* WHAT YOU ARE ASKED TO DO
Below are the records; tally the lines that include "shortened" and report only the total.

* THE DATA
PR #1544, opened 2025-03-05
Resolve correct endpoints to serve Static Files

### LINKED ISSUE #1543: Static Server re-registers the files already being served on user specified Endpoint when the directory is Static
GoFr’s server serves files from a folder named "static" through two endpoints, currently:

- /static/ (default endpoint)
- A user-specified endpoint
This needs to be fixed. If the user specifies "static" as the directory, we should ensure that files are not re-registered under multiple endpoints, avoiding duplication.

coolwednesday:
## Pull Request Template

**Description**  

- Closes #1543  
- This update ensures the following:  

1. Files in the `static/` directory (at the root of any GoFr project) are served by default at `/static/`.  
2. **Favicon, Swagger, and OpenAPI.json** can only be served if they exist inside the `static` directory.  
3. **OpenAPI.json and Swagger** are only accessible through `/.well-known/swagger` or `/.well-known/openapi.json`.  
4. If a user registers `AddStaticFiles({custom-endpoint}, ./static)`, GoFr automatically serves files at the **custom endpoint** instead of `/static/`.  
5. Multiple static file directories can be registered at different endpoints.  

**Checklist:**


pkg/gofr/http/router.go
```diff
@@ -53,18 +53,16 @@ type staticFileConfig struct {
 	directoryName string
 }
 
-func (rou *Router) AddStaticFiles(endpoint, dirName string) {
+func (rou *Router) AddStaticFiles(dirName, endpoint string) {
```
vikash, line 56: This change looks unnecessary and makes it backward incompatible.

coolwednesday: Users access the AddStaticFiles method on the App, not the router, so i think it's not a backward compatibility issue. However, the change is unnecessary, so I will revert it.

Umang01-hash (approved):

PR #2219, opened 2026-04-05
fix(storage): apply empty transform check to download and getPublicUrl

### LINKED ISSUE #2218: Empty transform object routes to wrong endpoint in download() and getPublicUrl()
PR #2162 fixed `createSignedUrl()` to properly handle empty transform objects, but the same bug is still present in `download()` and `getPublicUrl()`.

Both methods use `typeof options?.transform !== 'undefined'` to decide whether to route through `/render/image/`. Since `typeof {} !== 'undefined'` is `true`, passing `{ transform: {} }` incorrectly routes to the image render endpoint, which returns 422 for non-image files.

`createSignedUrl` now correctly checks:
```ts
typeof options?.transform === 'object' && options.transform !== null && Object.keys(options.transform).length > 0
```

`download` and `getPublicUrl` should use the same pattern.

oniani1:
Fixes #2218

PR #2162 fixed `createSignedUrl()` to reject empty transform objects, but `download()` and `getPublicUrl()` still use the old `typeof options?.transform !== 'undefined'` check. Since `typeof {} !== 'undefined'` is `true`, passing an empty transform object routes requests through `/render/image/` instead of `/object/`, causing 422 errors for non-image files.

This applies the same `Object.keys` check from `createSignedUrl` to both methods.

### DIFF
--- a/packages/core/storage-js/src/packages/StorageFileApi.ts
+++ b/packages/core/storage-js/src/packages/StorageFileApi.ts
@@ -817,7 +817,10 @@ export default class StorageFileApi extends BaseApiClient<StorageError> {
     options?: Options,
     parameters?: FetchParameters
   ): BlobDownloadBuilder {
-    const wantsTransformation = typeof options?.transform !== 'undefined'
+    const wantsTransformation =
+      typeof options?.transform === 'object' &&
+      options.transform !== null &&
+      Object.keys(options.transform).length > 0
     const renderPath = wantsTransformation ? 'render/image/authenticated' : 'object'
     const transformationQuery = this.transformOptsToQueryString(options?.transform || {})
     const queryString = transformationQuery ? `?${transformationQuery}` : ''
@@ -1006,7 +1009,10 @@ export default class StorageFileApi extends BaseApiClient<StorageError> {
       _queryString.push(downloadQueryParam)
     }
 
-    const wantsTransformation = typeof options?.transform !== 'undefined'
+    const wantsTransformation =
+      typeof options?.transform === 'object' &&
+      options.transform !== null &&
+      Object.keys(options.transform).length > 0
     const renderPath = wantsTransformation ? 'render/image' : 'object'
     const transformationQuery = this.transformOptsToQueryString(options?.transform || {})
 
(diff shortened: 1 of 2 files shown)


mandarini (changes requested):
Hi @oniani1, thank you so much for contributing to Supabase! 💚 

This is a clean, correct fix. The `Object.keys` guard is exactly the right pattern, and it's consistent with what was done in `createSignedUrl` in #2162. The diff is minimal and easy to verify.

One small thing before I can merge: could you add two tests alongside this fix, similar to the one added in #2162 for `createSignedUrl`? The existing test at line 124 of `storageFileApi.test.ts` is a good template -- we'd just need the same shape for `download()` and `getPublicUrl()`. Something like:

- `download() with empty transform object does not use render endpoint`
- `getPublicUrl() with empty transform object does not use render endpoint`

Once those are in, this is good to merge. Thanks again for the thorough write-up in the issue and for following through with the fix!

mandarini (changes requested):
Sorry, one more change @oniani1 ! The `getPublicUrl` test looks great. The `download` test needs one small adjustment. Because the test uploads `sadcat.jpg` (a real JPEG), hitting `/render/image/authenticated/` with an empty query string would still return the image successfully, so `res.error` being null does not actually prove the correct endpoint was used. Could you swap the uploaded file for the `file.txt` fixture that's already in the test fixtures? A non-image file will 422 if it accidentally routes through the render endpoint, making `res.error === null` a meaningful assertion:                                  
   
  ```ts                                                                                                                                                                                                                                                                  
  it('download with empty transform object does not use render endpoint', async () => {
    const txtFile = await fsp.readFile(uploadFilePath('file.txt'))
    const txtPath = `testpath/file-${Date.now()}.txt`                                                                                                                                                                                                                    
    await storage.from(bucketName).upload(txtPath, txtFile)
                                                                                                                                                                                                                                                                         
    const res = await storage.from(bucketName).download(txtPath, {                                                                                                                                                                                                       
      transform: {},
    })                                                                                                                                                                                                                                                                   
                                                         
    expect(res.error).toBeNull()
    expect(res.data?.size).toBeGreaterThan(0)
  })
  ```
  Once that's updated, this is good to merge. Thanks for the quick turnaround!

oniani1:
Hey @mandarini, the file.txt swap is in f1398683 -- should be good to go now. Let me know if anything else needs changing!

mandarini (approved):

PR #2220, opened 2026-04-06
fix(storage): avoid duplicate content-type headers in vector requests

7ttp:
## TL;DR

fixes a regression from #2211 where vector json requests could end up with both `Content-Type` and `content-type`

## Problem

that PR lowercased stored headers in `BaseApiClient`

plain object json requests in the shared fetch layer still added `Content-Type`
 without checking for an existing lowercase `content-type`

that could leave both on the same request

## Solution

make the shared fetch layer handle `Content-Type` case insensitively for json requests

## Related

follow up to
- #2211 which closed
-  https://github.com/supabase/supabase-js/issues/2207

### DIFF
--- a/packages/core/storage-js/src/lib/common/fetch.ts
+++ b/packages/core/storage-js/src/lib/common/fetch.ts
@@ -95,7 +95,16 @@ const _getRequestParams = (
   }
 
   if (isPlainObject(body)) {
-    params.headers = { 'Content-Type': 'application/json', ...options?.headers }
+    const headers = options?.headers || {}
+    let contentType: string | undefined
+
+    for (const [key, value] of Object.entries(headers)) {
+      if (key.toLowerCase() === 'content-type') {
+        contentType = value
+      }
+    }
+
+    params.headers = setRequestHeader(headers, 'Content-Type', contentType ?? 'application/json')
     params.body = JSON.stringify(body)
   } else {
     params.body = body
@@ -106,6 +115,19 @@ const _getRequestParams = (
   }
 
   return { ...params, ...parameters }
+}
+
+function setRequestHeader(headers: Record<string, string>, name: string, value: string) {
+  const nextHeaders = { ...headers }
+
+  for (const key of Object.keys(nextHeaders)) {
+    if (key.toLowerCase() === name.toLowerCase()) {
+      delete nextHeaders[key]
+    }
+  }
+
+  nextHeaders[name] = value
+  return nextHeaders
 }
 
 /**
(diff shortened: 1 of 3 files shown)


mandarini (approved):

mandarini:
waiting for @ferhatelmas 's input before we merge

packages/core/storage-js/test/bucket-api.spec.ts
```diff
@@ -266,3 +267,29 @@ describe('VectorBucketApi Integration Tests', () => {
...
+    const mockFetch = jest.fn().mockResolvedValue(
+      new Response(JSON.stringify({}), {
+        status: 200,
+        headers: { 'content-type': 'application/json' },
+      })
+    )
+
+    const client = new StorageVectorsClient('https://mock.example.com', {
+      fetch: mockFetch as any,
+      headers: { 'Content-Type': 'application/json' },
```
ferhatelmas: passing lowercase would make it a better test

packages/core/storage-js/src/lib/common/fetch.ts
```diff
@@ -95,7 +95,16 @@ const _getRequestParams = (
   }
 
   if (isPlainObject(body)) {
-    params.headers = { 'Content-Type': 'application/json', ...options?.headers }
+    const headers = options?.headers || {}
+    let contentType: string | undefined
+
+    for (const [key, value] of Object.entries(headers)) {
+      if (key.toLowerCase() === 'content-type') {
```
ferhatelmas, line 102: I think this fixes the issue here but good to note that header duplication can bite in general where a single value header semantic is desired. It would be nice to have a common place to normalize and merge headers.

ferhatelmas (dismissed):

packages/core/storage-js/test/bucket-api.spec.ts
mandarini: @7ttp can you please address this?

packages/core/storage-js/src/lib/common/fetch.ts
mandarini: Good point! I think we can address this in a separate PR, create sort of a shared header normalization utility.

mandarini (changes requested):
just the comment from @ferhatelmas about the test case!

packages/core/storage-js/test/bucket-api.spec.ts
7ttp: donee💚

mandarini (approved):

packages/core/storage-js/src/lib/common/fetch.ts
mandarini: @ferhatelmas : https://github.com/supabase/supabase-js/pull/2251

ferhatelmas: thank you 😍

PR #2228, opened 2026-04-07
fix(auth,supabase): recover from client corruption after tab suspension

### LINKED ISSUE #36046: Supabase Client Becomes Irrecoverably Corrupted After Tab Suspension (PWA/Browser)
Supabase Client Becomes Irrecoverably Corrupted After Tab Suspension (PWA/Browser)

### Summary

After a few minutes of browser tab suspension or mobile app backgrounding (especially in PWAs or on Safari/iOS), the Supabase client enters a **corrupted internal state**. Once this happens:

- `functions.invoke()` hangs silently or never resolves
- `auth.getSession()` returns `null` despite a valid session
- `auth.signOut()` no longer completes
- Realtime channels fail silently and don’t reconnect
- The only reliable recovery is to **fully recreate the Supabase client via `createClient()`**

---

###  What Works Initially

- Supabase client initializes correctly
- Auth/session is valid
- Realtime channels and function calls operate as expected

---

###  What Fails After Idle

After 2–5 minutes of backgrounding:

- `functions.invoke()` stalls without resolving
- `auth.getSession()` returns `null`, even though a session exists
- Realtime `.on('close')` fires, but `.on('open')` never follows
- `realtime.accessTokenValue` becomes out-of-sync with `auth.getSession()`
- `auth.getUser()` may return a user, but API calls return 401s

---

### Root Cause

Supabase client internally shares state across:
- Auth session and token
- Realtime WebSocket
- Function call promise queue

When the browser suspends or backgrounds the tab/app:
- The WebSocket may silently disconnect
- Session token state becomes desynchronized
- Promises issued via `.functions.invoke()` may freeze

Because the client is monolithic, this internal corruption affects all areas of usage (auth, functions, realtime).

---

### Current Workaround

We’ve implemented a wrapper that:
- Detects provable corruption based on 5 deterministic checks:
  1. Internal promise hang (`functions.invoke()` hangs, raw `fetch()` works)
  2. Session desync (`auth.getSession()` returns null while session exists)
  3. Realtime token mismatch (`realtime.accessTokenValue` is stale)
  4. WebSocket zombie state (`.on('close')` fires but never `.on('open')`)
  5. False-positive authentication (`getUser()` returns a user, but requests 401)
- Replaces the client with a new one using `createClient()`
- Rehydrates session
- Re-subscribes to Realtime channels

---

### Repro Steps

1. Use a PWA or leave an app open for 2-3 min and move to a different tab
2. Authenticate a user and open a Realtime channel
3. Background the tab for 3–5 minutes (or switch apps on mobile)
4. Resume the tab/app
5. Attempt to call `auth.getSession()` or `functions.invoke()`
6. Observe: client fails to complete call or responds incorrectly

---

### Suggested Fixes

- Add public API for health:
  - `supabaseClient.isCorrupted()`
  - `supabaseClient.reinitialize()`
- Internally self-heal:
  - Auto-sync tokens between `.auth` and `.realtime`
  - Auto-reconnect WebSocket with fallback validation
  - Retry `.functions.invoke()` if internal execution stalls
- Provide official guidance for client recreation

---

### Impact

This issue affects:
- PWAs and mobile apps (especially on Safari and iOS)
- Long-lived browser sessions
- Background-tab use cases
- Any app requiring real-time + session persistence without full reload

---

### Environment

- Browser(s): Chrome, Safari, Mobile Safari
- App type: [SPA / PWA / React / Svelte / etc.]

---

KrunchMuffin:
## Summary

Fixes the Supabase client becoming irrecoverably corrupted after browser tab suspension (2-5+ minutes), which affects PWAs, mobile browsers, and long-lived sessions. After resuming:

- `auth.getSession()` could return `null` despite a valid session in storage
- `functions.invoke()` could hang indefinitely (blocked on lock-gated `getSession`)
- Realtime channels failed silently with stale tokens and no reconnection

**Root cause:** When `_recoverAndRefresh` fails with a retryable error (e.g. network still reconnecting after tab resume), no auth event was emitted, leaving realtime and functions permanently desynchronized. The next auto-refresh tick could be up to 30 seconds away.

### Changes

**auth-js (`GoTrueClient`):**
- Emit `SIGNED_IN` with current session on retryable refresh failure so downstream listeners (realtime, functions) can re-sync immediately instead of silently dropping the error
- Trigger an immediate `_autoRefreshTokenTick()` after visibility change recovery instead of waiting up to `AUTO_REFRESH_TICK_DURATION_MS` (30s) for the next scheduled tick

**supabase-js (`SupabaseClient`):**
- Add `visibilitychange` listener that force-syncs a fresh token to the realtime client when the tab resumes — acts as a safety net for cases where the auth event bridge misses the token update

## Test plan

- [x] New unit test: `should sync fresh token to realtime on visibility change (tab resume)` in SupabaseClient tests
- [x] All existing realtime-js tests pass (325/325, only pre-existing worker test failures on non-browser env)
- [x] All existing supabase-js unit tests pass (88/88)
- [ ] Manual testing: open app with realtime channel, background tab for 3-5 min, resume and verify session + realtime recover

## Related

Closes supabase/supabase#36046

### DIFF
--- a/packages/core/auth-js/src/GoTrueClient.ts
+++ b/packages/core/auth-js/src/GoTrueClient.ts
@@ -4540,6 +4540,17 @@ export default class GoTrueClient {
                 error
               )
               await this._removeSession()
+            } else {
+              // The refresh failed with a retryable error (e.g. network still
+              // reconnecting after tab suspension). Emit SIGNED_IN with the
+              // current session so downstream listeners (realtime, functions)
+              // can re-sync with the existing token. The auto-refresh ticker
+              // will retry the actual refresh on its next tick.
+              this._debug(
+                debugName,
+                'refresh failed with a retryable error, notifying subscribers with current session'
+              )
+              await this._notifyAllSubscribers('SIGNED_IN', currentSession)
             }
           }
         }
@@ -5029,6 +5040,14 @@ export default class GoTrueClient {
           // recover the session
           await this._recoverAndRefresh()
         })
+
+        // After lock-based recovery, if the session is still expired
+        // (e.g. network was not yet available when _recoverAndRefresh ran),
+        // trigger an immediate auto-refresh tick so we don't wait up to
+        // AUTO_REFRESH_TICK_DURATION_MS (30s) for the next scheduled tick.
+        if (this.autoRefreshToken) {
+          await this._autoRefreshTokenTick()
+        }
       }
     } else if (document.visibilityState === 'hidden') {
       if (this.autoRefreshToken) {
--- a/packages/core/supabase-js/src/SupabaseClient.ts
+++ b/packages/core/supabase-js/src/SupabaseClient.ts
@@ -355,6 +355,7 @@ export default class SupabaseClient<
 
     if (!settings.accessToken) {
       this._listenForAuthEvents()
+      this._listenForVisibilityChange()
     }
   }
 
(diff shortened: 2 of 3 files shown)


gfsaaser24:
This looks solid. Nice work dude.

mandarini:
The reason why I do not want to merge this PR (or similar PRs) is that they are patching a deeper issue with how we use the Web Lock API and navigator locks. We have discussed this internally with the team quite a lot. While we appreciate all your contributions, we do want to come up with a solution to the root of the problem.
Would you like to try out `2.103.1-beta.0`? It's a release for this PR https://github.com/supabase/supabase-js/pull/2235.

mandarini:
[This](https://github.com/supabase/supabase-js/pull/2392) has been merged. I am closing this PR. Thank you for your contribution!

* SOLUTION TO THIS TASK
3